Tal vez el cuarto sea el más preocupante.  Imaginen la vida de una joven mujer de habla urdú traída a Yorkshire desde Pakistán para casarse con un hombre —posiblemente un primo cercano— al que  nunca conoció. Él toma su dote, la golpea y abusa de los hijos que le fuerza a tener. No se le permite dejar la casa a menos que esté acompañada por un familiar masculino y esté sumisamente cubierta desde la cabeza hasta los pies. Supongan que la mujer es capaz de contactar a alguno de los pocos grupos de apoyo  para las mujeres. Lo que  debería ser capaz de decir es: “necesito a la Policía, y necesito que se haga cumplir la ley”. Pero lo que seguramente le dirán es: “Es mejor que su problema sea manejado por la comunidad”. Y esas palabras, casi una sentencia de muerte, ahora han sido avaladas —e incluso defendidas— por la autoridad espiritual oficial del país.

El lector podría argüir que estoy describiendo un caso extremo (mas no tan excepcional), pero es el principio de igualdad ante la ley lo que realmente importa. Y simplemente miren de qué modo casual este clérigo con rostro de carnero bota el trabajo de siglos de civilización: “Creo que es un poco peligrosa una aproximación a la ley que simplemente diga ‘hay una ley para todo el mundo y eso es todo lo que hay que decir’, y cualquier otra cosa que ordene vuestra lealtad o fe es completamente irrelevante en el proceso de las cortes’ ”, declaró Williams.

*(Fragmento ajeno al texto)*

PR #336, opened 2023-11-14
New Compare Methods for Time and DateTime Comparison

### LINKED ISSUE #335: [BC Idea]: New Compare Methods for Time and DateTime Comparison
### BC Idea Link

https://experience.dynamics.com/ideas/idea/?ideaid=59c5f0fb-0683-ee11-a81c-000d3adc4046

### Description

**🕮 Describe the issue**
The comparison of time values does not work if you compare the time value before writing to the database with the time value that was written to the database.
The cause of the problem is that in BC DateTime and Time values are rounded by SQL Server ([See MS Docs](https://learn.microsoft.com/en-us/sql/t-sql/data-types/datetime-transact-sql?view=sql-server-ver16)). This means that a DateTime / Time value can change just because it was written to the database, the comparison with the original value then runs on error.

For DateTimes there is a method "CompareDateTime" in the codeunit TypeHelper to compare DateTimes with a small threshold value to compensate for the rounding of the DateTime values. However, the threshold seems to be unnecessarily large.
Also, there is no method to compare Times.

**🔧 To Reproduce**

Run the follwowing code:
```
codeunit 50100 "Insert Time"
{
    trigger OnRun()
    var
        Contact: Record Contact;
        NewLastModifiedTime: Time;
        TimeText: Text;
    begin
        TimeText := '12:40:22.468Z';
        Contact.Get('KT100006');
        Evaluate(NewLastModifiedTime, TimeText, 9);
        Contact."Last Time Modified" := NewLastModifiedTime;
        Contact.Modify();

       Message('Before Write to Database %1 = %2', Format(Contact."Last Time Modified", 0, 9), Format(NewLastModifiedTime, 0, 9));

        Commit();
        Contact.Get('KT100006');
        Message('After Write to Database %1 <> %2', Format(Contact."Last Time Modified", 0, 9), Format(NewLastModifiedTime, 0, 9));
    end;
}

```
The code will output the following Messages:

Before Write to Database 12:40:22.468Z = 12:40:22.468Z

After Write to Database 12:40:22.467Z <> 12:40:22.468Z

**📣 Expected behavior**
There should be methods to compare DateTime / Time values that take care of the sql rounding.

**Additional context**
Previous Disscussion to this topic: https://github.com/microsoft/BusinessCentralApps/issues/483
Yammer Thread: https://www.yammer.com/dynamicsnavdev/#/threads/show?threadId=2506817338753024

JohnnyUndercover:
# Summary 
Add Methods to for DateTimes and Times:
- Compare
- IsGreater
- IsLess
- IsEqual
- RoundToSQLAccuracy

# Please give feedback for the following points

- [ ] Do we really need and want a procedure that only tells us whether two (date)times are very close? Would we use the procedure also if the SQL rounding issue never existed? (See https://github.com/microsoft/BusinessCentralApps/issues/483#issuecomment-1805345350)
- [ ] CompareTimes is now missing the case, when both times are guaranteed unrounded (See https://github.com/microsoft/BusinessCentralApps/issues/483#issuecomment-1804541820)
- [ ] I don't like the Codeunit Naming "Date and Time Helper", any better ideas?

# Work Item(s) 
Fixes #335

### DIFF
--- a/src/System Application/App/Date and Time/src/DateAndTimeHelper.Codeunit.al
+++ b/src/System Application/App/Date and Time/src/DateAndTimeHelper.Codeunit.al
@@ -9,6 +9,51 @@ codeunit 8722 "Date and Time Helper"
     InherentPermissions = X;
 
     /// <summary>
+    /// Compares two DateTime values and returns true if the FirstDateTime is greater than the SecondDateTime.
+    /// The DateTimes are rounded to SQL Server accuracy before comparison,
+    /// to account for the fact that SQL Server rounds DateTime values to the nearest 0, 3, or 7 milliseconds.
+    /// </summary>
+    /// <param name="FirstDateTime">The first DateTime value to compare.</param>
+    /// <param name="SecondDateTime">The second DateTime value to compare</param>
+    /// <returns>true if the FirstDateTime is greater than the SecondDateTime; otherwise, false.</returns>
+    procedure IsGreater(FirstDateTime: DateTime; SecondDateTime: DateTime): Boolean
+    var
+        DateandTimeHelperImpl: Codeunit "Date and Time Helper Impl.";
+    begin
+        exit(DateandTimeHelperImpl.Compare(FirstDateTime, SecondDateTime) = 1);
+    end;
+
+    /// <summary>
+    /// Compares two DateTime values and returns true if the FirstDateTime is less than the SecondDateTime.
+    /// The DateTimes are rounded to SQL Server accuracy before comparison,
+    /// to account for the fact that SQL Server rounds DateTime values to the nearest 0, 3, or 7 milliseconds.
+    /// </summary>
+    /// <param name="FirstDateTime">The first DateTime value to compare.</param>
+    /// <param name="SecondDateTime">The second DateTime value to compare</param>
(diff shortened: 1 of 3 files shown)


NKarolak (commented):
Just ensuring that the earlier discussion points do not get lost:

From https://github.com/microsoft/BusinessCentralApps/issues/483#issuecomment-1805345350:

> Do we really need and want a procedure that only tells us whether two (date)times are very close? Would we use the procedure also if the SQL rounding issue never existed?
> 
> Where do you actually need to use it? I can only think of test apps.
> And when I search [where Microsoft uses TypeHelper.CompareDateTime](https://github.com/search?q=repo%3AStefanMaron%2FMSDyn365BC.Code.History+TypeHelper.CompareDateTime&type=code), there are only a few more results.
> Does the CRM Integration or the Master Data Mgt. need the threshold, or would it still work correctly with a more precise CompareDateTime? I don't know ...

From https://github.com/microsoft/BusinessCentralApps/issues/483#issuecomment-1804541820:

> CompareTimes is now missing the case, when both times are guaranteed unrounded: Then no rounding should be applied.
> E.g., comparing 23:59:59.992 with 23:59:59.994 (both would be rounded to 3) should return -1, but with your current code, it would return 0.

En medio de esta lúgubre verbosidad y eufemismo, la simple declaración —“hay una ley para todo el mundo y eso es todo lo que hay que decir”—  se destaca como un diamante en un basurero. Se destaca precisamente porque es dicha simplemente, y porque su esencial grandeza es inteligible para cualquiera.

Sus principios deben ser justamente tan inteligibles y accesibles para quienes todavía no hablan inglés, del mismo modo en que el gran lord Mansfield, principal magistrado de Inglaterra, dispuso en 1772 que, sin importar el lugar de nacimiento, un esclavo dejaba de serlo una vez ponía los pies en suelo inglés.

¿Es así de simple?

Respecto a las mujeres que son la presa principal del sistema de la ley islámica, sus tribulaciones verdaderas comienzan por lo general cuando son embarcadas o llevadas en avión a Gran Bretaña.

Esta desgracia moderna es profundizada y extendida por un clérigo fatuo que, presidiendo una iglesia cada vez más enflaquecida, cismática e irrelevante, sostiene sin embargo que cualquier religión es mejor que no tener ninguna.

* Periodista, comentarista político y crítico literario, muy conocido por sus puntos de vista disidentes, aguda ironía y agudeza intelectual. c.2008 WPNI Slate.